It occurs to me that some further reading might help people interested in this subject learn more about the "ethos of capitalism" that Kuchinskas mentions in the comment above. The piece appeared in The Guardian (and was editorially reviewed, so it is to be trusted):http://www.guardian.co.uk/technology/2008/sep/25/wikipedia.internet
Or that we have higher standards than liars and frauds...
Hi, Gregory. First, neither Wales nor his PR handler said anything about his title to me, let alone demanded anything. I am aware that there is controversy about the founder designation and credit for Wikipedia. According to the standards of business reporting and the ethos of capitalism, the fact that Wales started and funded the project makes him the founder. This article is about advertising, not about the origins of Wikipedia -- which has been beaten to death. I did credit Sanger as employee #1, and moved on.Re things like Wikipedia taking the place of professionally authored content, as someone who makes their living as a journalist, I agree with you wholeheartedly. I too prefer information that is carefully prepared according to standards -- and I'd like to continue to get paid for such. Which may just be tough luck for me and you.We can bemoan the supremacy of user-generated content, but that just makes us oooold. Or at least, old-fashioned.

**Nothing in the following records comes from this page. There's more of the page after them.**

PR #3405, opened 2018-07-18
Add image to training home page

### LINKED ISSUE #3393: Improvements to design of /training home page
@jseldess 

Now that  we're driving some traffic to this page, it's becoming apparent that its role as a landing page (home page for Training content) needs more investment. The current experience is a bit confusing when you land on it. 

For example: Because the page is so short, the "was this helpful: yes/no?" is taking up a prominent spot for visitors, and it appears as if it is the desired action you want a visitor to take. 

Some interim recommendations: 
1. Replace the "What's first?" section with a big CTA that says "Get started with training". This would click through to the first module. Could reuse the CTA style used on the download page to select OS. My recommendation would be to have it background-green by default, and bigger than the OS-selection CTA.

2. Hide (remove?) the "Was this page helpful?" module. Again, because the page is so short, it is jumping up the page to look like primary content. Because this is just a landing page that people should navigate away, we shouldn't be missing much valuable feedback on the yes/no click.

jseldess:
Fixes #3393.

@jess-edwards, with the image on the page, do you still think we need to make the "What's first" thing more visual?


jseldess:
TFTR, @jess-edwards!

PR #3423, opened 2018-07-26
openssl docs: allow multiple certificates for the same subject.

mberhault:
We create node certificates with subject `/O=Cockroach/CN=node`. By default,
openssl doesn't allow multiple certificates with the same subject to be
signed (is knows this by checking the local database files).

There are multiple ways of getting around this (delete/truncate the
database files, add more fields to the subject that vary for each node),
but this one is by far the easiest.


mberhault:
Also made the banner about setting `commonName` to `node` red and added a comment not to change it in the config. This keeps popping up.

Issue #2944, opened 2018-04-17
Under- or un-documented features


jseldess:
For 2.1, we need to expand our docs on:

- [x] Window functions (#710)
- [x] Online schema changes (#3492)
   - Only have this [blog post](https://www.cockroachlabs.com/blog/how-online-schema-changes-are-possible-in-cockroachdb/)
   - Priority 1: Also mention how we're working on improvements.

jseldess:
@bdarnell, @petermattis, what is our current opinion about documenting `crdb_internal`?

jseldess:
Comment from @bdarnell on `crdb_internal`:

> In general my thinking is that crdb_internal should remain internal-only and undocumented. we should take the stuff that's useful enough to document and put it behind SHOW commands or maybe make a separate `crdb_catalog` virtual schema with more stability/documentation guarantees

jseldess:
These features tracked separately, as potential docs projects for 2.2.:

- [ ] Joins (#534) 
- [ ] Placeholder support (#2168) 
- [ ] Server-side Prepared Statements (#1333)
- [ ] Interleaved secondary indexes (#761)

jseldess:
Window functions and online schema changes are live, so closing this.

PR #3426, opened 2018-07-26
Add docs for window functions

rmloveland:
Addresses the window functions portion of #2944

Includes:

- Introduction to and overview of window functions and related terms.

- A (possibly helpful) diagram showing how window functions work.

- Various examples of window functions using the soon-to-be-open-sourced
  'movr' database.

- Added a note to the existing `PARTITION BY` statement docs that links
  to the window functions page just in case the user is searching for
  the window functions version.


rmloveland:
Direct link to the new window functions page:
http://cockroach-docs-review.s3-website-us-east-1.amazonaws.com/4760e0b63348696e50e7ca38367c71f41593d996/dev/window-functions.html

rmloveland:
> There are some missing things: we already support specifying frames using ROWS (full support) and RANGE (only UNBOUNDED PRECEDING/CURRENT ROW/UNBOUNDED FOLLOWING support as of right now)

I added the following sentence so that we at least make some mention of frame clauses.

> If you are not seeing results you expect from a window function, this behavior may explain why.  You may need to specify the frame boundaries explicitly using a *frame clause* such as `ROWS BETWEEN <start> <end> [exclusion]` (fully supported) or `RANGE BETWEEN <start> <end> [exclusion]` (only `UNBOUNDED PRECEDING`/`CURRENT ROW`/`UNBOUNDED FOLLOWING` supported).

Would be good to add more info and examples in a future PR (Unfortunately I have to move on to some other work at the moment!).

Amruta-Ranade:
Incredible doc, @rmloveland! Was fun to try out and learned a lot! 🎉

Issue #3431, opened 2018-07-30
Pages not highlighted in sidenav when url does not include .html


jseldess:
https://www.cockroachlabs.com/docs/v2.1/sql-optimizer

lhirata:
@jseldess I added [SQL Optimizer](https://www.cockroachlabs.com/docs/v2.1/sql-optimizer.html) in the sidenav under Reference > SQL > Performance Optimization. It shows up when you add the .html at the end of the URL.

jseldess:
OK, thanks, @lhirata. Weird that this doesn't work without the `.html`. @j-low, do you have any insights?

lhirata:
Seems like it happens to other pages too if you delete the .html. You can still see the page but it doesn't show up in the nav.

jseldess:
Thanks, @lhirata. I'm converting this issue accordingly and assigning to @j-low.

j-low:
Hmmm, I don't have any immediate ideas. It seems like all the sidebar data links use `.html`...is there a reason we would avoid appending `.html`?

jseldess:
This is fixed.

PR #3434, opened 2018-07-30
Highlight sidebar links for URLs without explicitly-appended `.html` 

j-low:
__[description]:__
* re: #3431 
* handle active sidebar highlighting for URLs without .html explicitly appended


jseldess:
LGTM.

PR #3488, opened 2018-08-01
Multiple --store on a 3 node cluster limitations documented.

vaLski:
Added documentation about well known limitations of cockroach 2.0.x in a 3-node cluster configuration with multiple --stores per node.

Also added suggestions how one can work-around this but increase failure domain from disk "level" to machine "level"


jseldess:
Thanks for this improvement, @vaLski. This information is clearly important, but I might want to implement it differently and in a few different places. I'll review more closely soon and get back to you.

knz:
this advice (or some reworded version of it) should be considered for inclusion in our docs

vaLski:
> this advice (or some reworded version of it) should be considered for inclusion in our docs

Thanks for getting back to me.  If you find it useful free to use it as it is. If there are certain issues that should be fixed or reworded I assume that it would be easier to simply edit the MR instead  of going back and forth what I should say. However if you prefer the later way I am ok to adjust the commits according to your specifications.

jseldess:
I've taken over these changes in a new PR: https://github.com/cockroachdb/docs/pull/4320. Thanks again for submitting this change, @vaLski, and my apologies for the long delay.

PR #3498, opened 2018-08-06
2.1 Training: Intro + Ops Basics

lhirata:
Updates to 2.1 Training - Intro + Ops Basics section.

Not included:

- New lab content for Production Deployments / Debug Logs. _Is this needed?_


jseldess:
> New lab content for Production Deployments / Debug Logs. Is this needed?

@lhirata, no. After chatting with @rolandcrosby, I think we're going to consolidate these slide-only modules into more of a see also list. I'll handle that at some point.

It's kind of tough to read past words #2 and #3, "Wikipedia founder". Laughable. Did Jimbo demand that you label him as such? Did he ask that Dr. Larry Sanger's name (you know, the guy who brought the wiki software to the encyclopedia table, the guy who named "Wikipedia", and the guy who acted as its editor-in-chief for the formative period) be firmly tied to the label "employee"?As millions of dollars and thousands of jobs are disappearing at encyclopedias and newspapers, and we lose our professionally-rendered culture of information, what has it been replaced with? Wikipedia? Wikia? How much have they added to the economy?When journalists have their blinders on and their star-struck spectacles focused on their subjects, the readers are not served. Sorry to be a wet blanket, Ms. Kuchinskas, but...You've been had.